PR #2099, opened 2019-10-24
Add TimeUnit support.

### LINKED ISSUE #1764: Support imputation of missing time units
Right now line and area marks over a temporal domain will interpolate over missing time units (such as year-month values). Treating the domain as ordinal results in empty bins being dropped. We need an imputation method that "knows" about time units and so can fill in missing values with dummy (e.g., `defined: false`) records to support proper interpolation and ordination.

### LINKED ISSUE #2084: Better handling of time ticks when domain falls between "nice" points
If you have an axis that uses the default "time" format, and have an domain that falls between two "nice" points in time, like e.g. a domain between 10:55:01 and 10:55:59 the time ticks will not include the "nice" points and therefor labels don't contain enough information for the reader to determine what range she is looking at (there is no point of reference):

Here is an example:

image

As you can see the labels include the SECOND component in all ticks, but no information about the hour or minute of the day. Which makes it impossible to reference the time ticks.

Here is an example where it includes on of the nice ticks that can be used for reference:

image

The point is, that since we have so much screen space in this example, there is seaming no reason that Vega could have much more verbose/specific labels in these situations, or ensure that there is at least one tick that contains enough context.  

Alternatively, allow defining which time components should be included at different interval scales without having to defined a complicated custom label encoding.

### LINKED ISSUE #2089: Why dependencies version are not fixed ?
Hi, today I ran into the following problem : 

I'm working on a project that's using Vega 5.4.0 and TypeScript 3.3.
Everything used to be fine until today when the build of this project failed.
But nothing had changed, at least on my side.

After investigating I found out that dependencies of the Vega package are not fixed.
Vega-util (a sub-dependency to my perspective) was updated from 1.10.0 to 1.11.2 and between those two minor version the minimum Typescript support went from 2.7 (fine for me) to 3.4 (my project can't build) https://github.com/vega/vega/commit/da777eb906c370438f2f476a9cadd18b8e0c2667.

I don't think this behavior is intended :upside_down_face: 
Good practice suggest not using dependencies ranges (with `*~^<>`) but fixing dependencies version to avoid this type of issues.

May relate to #1259.

What are your though on that ?

Best regards.

Augustin :fr:

jheer:
**vega**
- Add vega-time utilities.
- Add `bar-time` test specification.
- Fix dependencies to specific versions. (#2089)

**vega-encode**
- Add support for UTC formatType.
- Update time/utc scale formatting to use vega-time methods.

**vega-functions**
- Add `timeUnitSpecifier` expression function.
- Add `timeOffset` and `utcOffset` expression functions.
- Add `timeSequence` and `utcSequence` expression functions.
- Update `timeFormat` and `utcFormat` functions to use vega-time methods.
- Update dependencies.

**vega-parser**
- Update dependencies.

**vega-regression**
- Update dependencies.

**vega-scale**
- Update to use vega-time, drop internal time interval method.

**vega-schema**
- Add UTC timeFormat to schema.
- Update axis, legend format schema.

**vega-statistics**
- Update dependencies.

**vega-time**
- Add new vega-time utility package.

**vega-transforms**
- Add TimeUnit transform.

**vega-typings**
- Add TimeUnit transform typings.
- Add UTC timeFormat typing.
- Update axis, legend format typings.

Close #1764.
Close #2084.
Close #2089.


domoritz:
:heart:

gordonwoodhull:
Awesome. The floor methods here should improve the legibility of my vega code for snapping to time intervals.

I guess this will also pave the way to ceil and round for time intervals?

anagrius:
Really cool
::::::
● TO DO: Across the data, how many lines have the word "package" in them? Respond with the number alone.

● ANSWER TO THIS EXERCISE: 2